THA-KHAZE (ven y ve), es el título que elegimos porque el momento es crítico, quizás más de lo que se cree actualmente. Estamos en el momento crucial de la historia de la humanidad. Los cielos se nos revelan por sí solos, para que podamos contemplar el Misterio. ¿Puede verlo? Las profecías se están cumpliendo en estos momentos; ¿no lo percibe así? La luz es para todos sin distinción; ¿no lo sabe?

Sí… todas las cosas están siendo movidas de un lugar a otro… Las corrientes magnéticas del mundo están cambiando. Tierras desaparecerán. Donde predominaba la espiritualidad reinará el materialismo, pero también habrá luz donde había tinieblas.

THA-KHAZE… aquellos de entre mis discípulos que están preparados, me comprenderán.

Este mensaje es quizá diferente a los demás. El primero fue escrito en Europa, en 1947; el segundo en Centro-América, en 1948; el tercero en 1949, en Suramérica; mientras que el cuarto fue escrito en los Estados Unidos en 1949 y éste en Australia en 1950.

Este último constituye la quinta parte de la serie y no tiene conexión alguna con los demás, debido  a la urgencia de preparar al público, respecto a lo que está por delante: un libro completo.

Dondequiera que dictaba conferencias por primera vez, encontré sobre todo la necesidad de contestar preguntas sobre lo siguiente:

Astrología

Biblia

Yoga

Naturismo

Religión

Sobre Astrología

La Misión Aquarius enseña astrología con el propósito de dar a conocer la historia de la humanidad en su proceso evolutivo, cosa que no tiene nada en común con la horoscopía.

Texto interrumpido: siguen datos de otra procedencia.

PR #1844, opened 2024-11-08
instrument NADE commands using metric spans

sfc-gh-mchok:
### Pre-review checklist

### Changes description
- Added metric spans to telemetry payload being sent
- Instrumented native app commands with metric spans API
- Added integ tests to verify the proper spans are being sent in telemetry for example commands (see [tests_integration/nativeapp/test_metrics.py](https://github.com/snowflakedb/snowflake-cli/pull/1844/files#diff-67c0486726129d525081aab2dd54797c3dcbd46345b2a4cb8152c9c1e1674743) for examples of traces being sent)
- Refactored test files to fit with convention, combining metrics counters + spans tests

An example trace of `snow app run` looks like the following (truncated for brevity):

```python
{
        'message': {
            'command_execution_time': 30.307388332905248,
            'counters': {
                'features.global.pdf_templates': 1,
                'features.global.templates_processor': 1,
                'features.app.snowpark_processor': 0,
                'features.app.post_deploy_scripts': 1,
                'features.app.event_sharing': 0,
                'features.app.event_sharing_warning': 0,
                'features.app.event_sharing_error': 0
            },
            'spans': {
                'completed_spans': [{
                    'id': 'a45d527defc44719a0b0d8e8ab9d02b5',
                    'name': 'action.app.deploy',
                    'start_time': 0.6444029589183629,
                    'parent': None,
                    'parent_id': None,
                    'execution_time': 27.891165500041097,
                    'error': None,
                    'span_count_in_subtree': 10,
                    'span_depth': 1,
                    'trimmed': False
                }, {
                    'id': '8dd033f84f4f481b8542fff24a759ccf',
                    'name': 'action.app_pkg.deploy',
                    'start_time': 0.644967291969806,
                    'parent': 'action.app.deploy',
                    'parent_id': 'a45d527defc44719a0b0d8e8ab9d02b5',
                    'execution_time': 11.048065917100757,
                    'error': None,
                    'span_count_in_subtree': 7,
                    'span_depth': 2,
                    'trimmed': False
                }, {
                    'id': '088ae6c6ac0947e9ac8796fe83e60dd9',
                    'name': 'bundle',
                    'start_time': 0.6450087090488523,
                    'parent': 'action.app_pkg.deploy',
                    'parent_id': '8dd033f84f4f481b8542fff24a759ccf',
                    'execution_time': 0.0043289999011904,
                    'error': None,
                    'span_count_in_subtree': 1,
                    'span_depth': 3,
                    'trimmed': False
                }, {
                    'id': 'ae49cdc6fe944579a057fa4850d92c1d',
                    'name': 'artifact_processors',
                    'start_time': 0.6495900419540703,
                    'parent': 'action.app_pkg.deploy',
                    'parent_id': '8dd033f84f4f481b8542fff24a759ccf',
                    'execution_time': 0.00230620801448822,
                    'error': None,
                    'span_count_in_subtree': 2,
                    'span_depth': 3,
                    'trimmed': False
                }, {
                    'id': 'b83c2257cedd41a38a89bc79b60f0214',
                    'name': 'templates_processor',
                    'start_time': 0.6496683340519667,
                    'parent': 'artifact_processors',
                    'parent_id': 'ae49cdc6fe944579a057fa4850d92c1d',
                    'execution_time': 0.0022297080140560865,
                    'error': None,
                    'span_count_in_subtree': 1,
                    'span_depth': 4,
                    'trimmed': False
                }, {
                    'id': '399ba61144824d25861401573f9447c4',
                    'name': 'sync_deploy_root_with_stage',
                    'start_time': 2.6214112089946866,
                    'parent': 'action.app_pkg.deploy',
                    'parent_id': '8dd033f84f4f481b8542fff24a759ccf',
                    'execution_time': 5.49098225007765,
                    'error': None,
                    'span_count_in_subtree': 1,
                    'span_depth': 3,
                    'trimmed': False
                }, {
                    'id': '483b5fe50c1c4e6ea4e81598a0bf926d',
                    'name': 'post_deploy_hooks',
                    'start_time': 8.112657208926976,
                    'parent': 'action.app_pkg.deploy',
                    'parent_id': '8dd033f84f4f481b8542fff24a759ccf',
                    'execution_time': 3.1565516660921276,
                    'error': None,
                    'span_count_in_subtree': 1,
                    'span_depth': 3,
                    'trimmed': False
                }, {
                    'id': 'cd065a3c3148457d82d45f9b62d3ec62',
                    'name': 'validate_setup_script',
                    'start_time': 11.27043924992904,
                    'parent': 'action.app_pkg.deploy',
                    'parent_id': '8dd033f84f4f481b8542fff24a759ccf',
                    'execution_time': 0.422550291987136,
                    'error': None,
                    'span_count_in_subtree': 1,
                    'span_depth': 3,
                    'trimmed': False
                }, {
                    'id': '99829e4b459b48fb92e111c951f7f58c',
                    'name': 'update_app_object',
                    'start_time': 11.693080459022895,
                    'parent': 'action.app.deploy',
                    'parent_id': 'a45d527defc44719a0b0d8e8ab9d02b5',
                    'execution_time': 16.84247687482275,
                    'error': None,
                    'span_count_in_subtree': 2,
                    'span_depth': 2,
                    'trimmed': False
                }, {
                    'id': '7f79381f00f442bc8d499e7950ca9ac0',
                    'name': 'post_deploy_hooks',
                    'start_time': 22.447485291864723,
                    'parent': 'update_app_object',
                    'parent_id': '99829e4b459b48fb92e111c951f7f58c',
                    'execution_time': 6.088065165793523,
                    'error': None,
                    'span_count_in_subtree': 1,
                    'span_depth': 3,
                    'trimmed': False
                }, {
                    'id': '71938e6500ac427db621280c229bdf4e',
                    'name': 'get_snowsight_url_for_app',
                    'start_time': 28.535641624825075,
                    'parent': None,
                    'parent_id': None,
                    'execution_time': 1.8380501249339432,
                    'error': None,
                    'span_count_in_subtree': 1,
                    'span_depth': 1,
                    'trimmed': False
                }],
                'num_spans_past_depth_limit': 0,
                'num_spans_past_total_limit': 0
            }
        }
```


src/snowflake/cli/_plugins/nativeapp/entities/application.py
```diff
@@ -420,6 +421,7 @@ def get_objects_owned_by_application(self) -> List[ApplicationOwnedObject]:
             ).fetchall()
             return [{"name": row[1], "type": row[2]} for row in results]
 
+    @get_cli_context().metrics.start_span("create_or_upgrade_app")
```
sfc-gh-fcampbell, line 424: this will get the CLI context at module load time, which won't reflect forking. I think we need to always use the context manager form to make sure that we get the latest global context

tests_integration/nativeapp/test_feature_metrics.py
```diff
@@ -143,4 +146,4 @@ def test_nativeapp_feature_counter_has_expected_value(
             mock_telemetry, TelemetryEvent.CMD_EXECUTION_RESULT.value
         )
 
-        assert message["counters"] == expected_counters
+        assert message[CLITelemetryField.COUNTERS.value] == expected_counters
```
sfc-gh-fcampbell, line 149: can we also add a test for spans?

src/snowflake/cli/_plugins/nativeapp/entities/application.py
sfc-gh-mchok: What about writing a custom decorator? I think that should grab the global context at runtime, and it avoids nesting the whole function, maybe something like:
```
def start_cli_metrics_span(span_name: str):
    def decorator(func):
        @wraps(func)
        def wrapper(*args, **kwargs):
            with get_cli_context().metrics.start_span(span_name):
                return func(*args, **kwargs)
        return wrapper
    return decorator
```

sfc-gh-fcampbell: yeah that would work

tests_integration/nativeapp/test_command_metric_counters.py
sfc-gh-mchok, line 1: file renamed from `test_feature_metrics` since it was going to be too large with the spans, and also converted the tests to use the factories

tests_integration/nativeapp/test_command_metric_counters.py
```diff
@@ -0,0 +1,248 @@
...
+    )
+
+
+@pytest.mark.integration
+@pytest.mark.parametrize(
+    "command,project_factory,expected_counters",
+    [
+        (
+            "app deploy",
+            lambda: ProjectV11Factory(
```
sfc-gh-mchok, line 75: This is the best I could come up with to have parametrization with factories, if anyone has a better approach I'd be interested

sfc-gh-bdufour:
description + pre-review checklist aren't optional, please fill them in

tests_integration/nativeapp/test_command_metric_counters.py
sfc-gh-bdufour: Generally the test directory mirrors the layout of the source directory so that tests are easy to locate. Breaking down the files like this because of some arbitrary size constraint makes things easier to manage, and makes it easier for us to review the changes because we can no longer see the diff. Please follow the convention instead.

src/snowflake/cli/_plugins/nativeapp/codegen/compiler.py
```diff
@@ -88,7 +88,7 @@ def compile_artifacts(self):
         if not self._should_invoke_processors():
             return
 
-        with cc.phase("Invoking artifact processors"):
+        with cc.phase("Invoking artifact processors", span_name="compile_artifacts"):
```
sfc-gh-bdufour, line 91: there's no compilation happening. How about simply "artifact_processors"? We should probably also have individual processors as sub-spans.

src/snowflake/cli/api/cli_global_context.py
```diff
@@ -213,6 +214,26 @@ def get_cli_context() -> _CliGlobalContextAccess:
     return _CliGlobalContextAccess(get_cli_context_manager())
 
 
+def start_cli_metrics_span(span_name: str):
```
sfc-gh-bdufour, line 217: I don't think "start" makes sense here, since this both starts and stops the span at the appropriate time. Let's workshop the name of this + the `start_span` method it calls.

src/snowflake/cli/_plugins/nativeapp/entities/application.py
```diff
@@ -420,6 +421,7 @@ def get_objects_owned_by_application(self) -> List[ApplicationOwnedObject]:
             ).fetchall()
             return [{"name": row[1], "type": row[2]} for row in results]
 
+    @start_cli_metrics_span("create_or_upgrade_app")
```
sfc-gh-bdufour, line 424: spans shouldn't be implementation-specific, but rather represent a logic step in the overall operation being performed.

src/snowflake/cli/_plugins/nativeapp/entities/application_package.py
```diff
@@ -915,6 +916,7 @@ def validate_setup_script(
             if validation_result["status"] == "FAIL":
                 raise SetupScriptFailedValidation()
 
+    @start_cli_metrics_span("get_validation_result")
```
sfc-gh-bdufour, line 919: ditto, let's not name things according to the implementation. That can change over time.

src/snowflake/cli/api/console/abc.py
```diff
@@ -68,6 +68,7 @@ def phase(
         self,
         enter_message: str,
         exit_message: Optional[str] = None,
+        span_name: Optional[str] = None,
```
sfc-gh-bdufour, line 71: not sure if this is truly needed, since we can use multiple context managers on the same line. Thoughts?

src/snowflake/cli/api/entities/utils.py
```diff
@@ -304,6 +308,7 @@ def validation_item_to_str(item: dict[str, str | int]):
     return s
 
 
+@start_cli_metrics_span("drop_generic_object")
```
sfc-gh-bdufour, line 311: same here

tests_integration/nativeapp/test_command_metric_counters.py
sfc-gh-bdufour: what do we need parametrized tests at all? I don't think I can read this anymore. I think overall we make way, way too frequent use of parametrized tests in our codebase, but that's a different story.

src/snowflake/cli/api/cli_global_context.py
sfc-gh-melnacouzi: +1, I feel @span would suffice

tests_integration/nativeapp/test_command_metric_counters.py
sfc-gh-fcampbell: if the arguments to the factories are the same, you can parametrize just on the class and instantiate it in the test
```python
@pytest.mark.parametrize("factory_class", [FooFactory, BarFactory])
def test_factory(factory_class):
    obj = factory_class(arg=123)
```

tests_integration/nativeapp/test_command_metric_counters.py
sfc-gh-fcampbell: i don't follow this comment, did you mean it makes it harder if we split the test file?

tests_integration/nativeapp/test_command_metric_counters.py
sfc-gh-mchok: I ended up getting rid of all the parametrization and separating the tests out since the factories didn't have the same arguments, I think it's more clear and separated this way, let me know what you think

sfc-gh-mchok:
> description + pre-review checklist aren't optional, please fill them in

My mistake, I usually do it at the same time as when I make the PR but I started it as a draft this time and forgot to do it when I set it as ready for review, should be populated now!

src/snowflake/cli/api/cli_global_context.py
sfc-gh-mchok: Changed both the method name and the decorator name to just `span`, let me know if this works for you

src/snowflake/cli/_plugins/nativeapp/entities/application.py
sfc-gh-mchok: Adjusted the names and locations of all the spans to better encapsulate this, let me know if they work for you!

src/snowflake/cli/api/console/abc.py
sfc-gh-mchok: I forgot about that feature, I adjusted these instances, thanks for the reminder

src/snowflake/cli/api/metrics.py
```diff
@@ -109,10 +109,8 @@ class for holding metrics span data and encapsulating related operations
     children: Set[CLIMetricsSpan] = field(init=False, default_factory=set)
 
     # private state
-    # start time of the step from the monotonic clock in order to calculate execution time
-    _monotonic_start: float = field(
-        init=False, default_factory=lambda: time.monotonic()
-    )
+    # start time of the step from a performance counter in order to calculate execution time
+    _start_time: float = field(init=False, default_factory=time.perf_counter)
```
sfc-gh-mchok, line 113: Ran into failing integ tests where the ordering of the spans was not deterministic, did some more research and found that `time.perf_counter` should just be a better version of `time.monotonic` with appropriate granularity on Windows, so replaced those calls here

tests/api/test_metrics.py
```diff
@@ -23,12 +23,90 @@
 )
 
 
-# we need to mock time.monotonic because on windows it does not
-# capture enough precision for these tests to not be flaky
-@pytest.fixture
-def mock_time_monotonic():
-    with mock.patch("time.monotonic", side_effect=count()) as mocked_time_monotonic:
-        yield mocked_time_monotonic
+def test_metrics_no_counters():
```
sfc-gh-mchok, line 26: All counter tests moved from `test_metrics_counters.py` to consolidate the files and keep to the convention

tests_integration/nativeapp/test_metrics.py
```diff
@@ -0,0 +1,544 @@
...
+            CLICounterField.TEMPLATES_PROCESSOR: 0,
+            CLICounterField.PDF_TEMPLATES: 0,
+            CLICounterField.POST_DEPLOY_SCRIPTS: 1,
+            CLICounterField.PACKAGE_SCRIPTS: 0,
+        }
+
+
+@pytest.mark.integration
+@mock.patch("snowflake.connector.telemetry.TelemetryClient.try_add_log_to_batch")
+def test_feature_counters_v2_post_deploy_not_available_in_bundle(
```
sfc-gh-mchok, line 108: counter tests moved from `test_feature_metrics.py` to consolidate them in one file and keep to the convention, and converted to use factories

src/snowflake/cli/_plugins/nativeapp/entities/application_package.py
```diff
@@ -220,6 +221,7 @@ def action_deploy(
             force=force,
         )
 
+    @span("drop_app_package")
```
sfc-gh-fcampbell, line 224: i thought we said we didn't want spans to be implementation-specific? shouldn't this be just "drop"? same for the others here

src/snowflake/cli/_plugins/nativeapp/entities/application.py
```diff
@@ -769,6 +772,7 @@ def stream_events(
         except KeyboardInterrupt:
             return
 
+    @span("get_snowsight_url_for_app")
```
sfc-gh-fcampbell, line 775: IMO this doesn't need to be recorded

sfc-gh-mchok: If you take a look at the example payload in the PR description it's actually a sizeable chunk, around 3s~ which is bigger than some of the other spans, and when it's not there it seems like the trace is missing something since the total execution time isn't roughly equal to the sum of the spans' execution times. I'm not against removing it if we feel it's unnecessary and we agree we can infer what's happening in the blind spot, just wanted to bring attention to it and see if you have any other thoughts

src/snowflake/cli/_plugins/nativeapp/entities/application_package.py
sfc-gh-fcampbell: i guess it depends what we want to see when we're looking at the metrics. i was under the impression that we'd have generic span names like "bundle", "deploy", "drop", etc so that we could aggregate metrics from different entity types together, but if we want to keep them separate then this name is ok

src/snowflake/cli/api/entities/utils.py
```diff
@@ -76,6 +76,7 @@ def _get_stage_paths_to_sync(
     return stage_paths
 
 
+@span("sync_remote_and_local_files")
```
sfc-gh-bdufour, line 79: this is one of the rare cases where I'd use the actual function name, since it's exactly the logical concept we're timing.

src/snowflake/cli/api/metrics.py
sfc-gh-melnacouzi: I don't get that part - Why is time determining the order? The most accurate way is first call goes first. Or are we dealing with multithreads  here?

sfc-gh-mchok: On Windows, `time.monotonic()` does not have as much precision, so multiple spans would end up having the same start time, so when we sort them by start time (to make it so that the first call goes first) the order ends up not being the same as the order as when we start the spans. This is fixed with `time.perf_counter()`

sfc-gh-bdufour: weird that the sorting function wasn't stable though.

sfc-gh-mchok: When we take spans breadth-first (to make sure they conform to limits) we sort by depth first, which breaks the ordering of when the spans get inserted: https://github.com/snowflakedb/snowflake-cli/blob/main/src/snowflake/cli/api/metrics.py#L293

sfc-gh-bdufour: Not sure I follow. This should all be deterministic, even if two spans have the same start time. IMHO that's a hard requirement. I've been burnt by stuff like this in the past, so I'm extra careful now. Happy to discuss possible solutions if you want.

sfc-gh-mchok: Took a stab at it, let me know if this works for you: https://github.com/snowflakedb/snowflake-cli/pull/1844/commits/ae43f25d8835785a4887339f688dfa953f86ca22

src/snowflake/cli/api/metrics.py
```diff
@@ -99,6 +100,9 @@ class for holding metrics span data and encapsulating related operations
     # denotes whether direct children were trimmed from telemetry payload
     TRIMMED_KEY: ClassVar[str] = "trimmed"
 
+    # counter for sorting by creation order
+    _CREATION_COUNTER: ClassVar[count] = count()
```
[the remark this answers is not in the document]
sfc-gh-mchok: Commented [here](https://github.com/snowflakedb/snowflake-cli/pull/1844#discussion_r1848875513)

tests_integration/nativeapp/test_metrics.py
```diff
@@ -0,0 +1,552 @@
...
+
+        message = extract_first_telemetry_message_of_type(
+            mock_telemetry, TelemetryEvent.CMD_EXECUTION_RESULT.value
+        )
+
+        spans = message[CLITelemetryField.SPANS.value]
+
+        assert_spans_within_limits(spans)
+
+        assert extract_span_keys_to_check(spans) == [
```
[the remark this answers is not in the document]
sfc-gh-bdufour: ok

src/snowflake/cli/api/metrics.py
```diff
@@ -294,9 +299,11 @@ def completed_spans(self) -> List[Dict]:
             )
         )
 
-        # sort by start time to make reading the payload easier
         sorted_spans_to_report = sorted(
-            spans_to_report, key=lambda span: span.start_time
+            spans_to_report,
+            # start_time can be the same, so we want to sort by something more
+            # deterministic, so we use a counter to see which spans are started first
+            key=lambda span: span.creation_key,
```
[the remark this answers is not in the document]
sfc-gh-mchok: Discussed offline: requirement to have spans sorted by start_time during reporting was waived, the new requirement is to only do one sort, and keep the spans sorted by (depth, start_time, end_time), in that order for tiebreaking

src/snowflake/cli/api/metrics.py
```diff
@@ -275,34 +274,29 @@ def num_spans_past_total_limit(self) -> int:
...
-                key=lambda span: (span.span_depth, span.start_time),
-            )
+        spans_to_report = nsmallest(
+            n=self.SPAN_TOTAL_LIMIT,
+            iterable=(
+                span
+                for span in self._completed_spans
+                if span.span_depth <= self.SPAN_DEPTH_LIMIT
+            ),
+            key=lambda span: (span.span_depth, span.start_time, span.execution_time),
```
sfc-gh-mchok, line 291: As discussed offline, only one sort, however the last tiebreaker is `execution_time` here instead of end_time since they are logically equivalent and we track execution time explicitly, not end time

sfc-gh-bdufour (approved):

sfc-gh-melnacouzi (approved):

sfc-gh-astus (approved):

Se trata aquí de la Astrología Religiosa, ejemplificada por los Magos, adoradores de Jesús (que personificaban la Astrología, la Magia y la Ciencias Ocultas). Además debemos citar algunos astrólogos como Asistóteles, Galeno, Plutarco, Pitágoras, Tycho Brahe, Kepler, Santo Tomás de Aquino, Roberto Fludd, o acudir a nombres que aclaran mejor la seriedad de la astrología, ya que sus representantes pertenecen al mundo religioso, como el Abate de Sigonce, bibliotecario del Cardenal Richelieu, quien se consagró a ella. En todo caso sería suficiente ver los prefacios de San Juan Jerónimo, ordenados por los Papas Sixto V y Clemente III; no obstante, seguiremos mencionando todavía a los prelados San Denis, San Cesáreo, San Malaquías, Obispo de Ptolomeos, Sinesius, Nicephoro, Obispo Constantinopla, Alberto Magno (canonizado en 1934), demostrando de esta manera que precisamente en nuestros días no se debe condenar a los autores profanos de la ciencia de los astros.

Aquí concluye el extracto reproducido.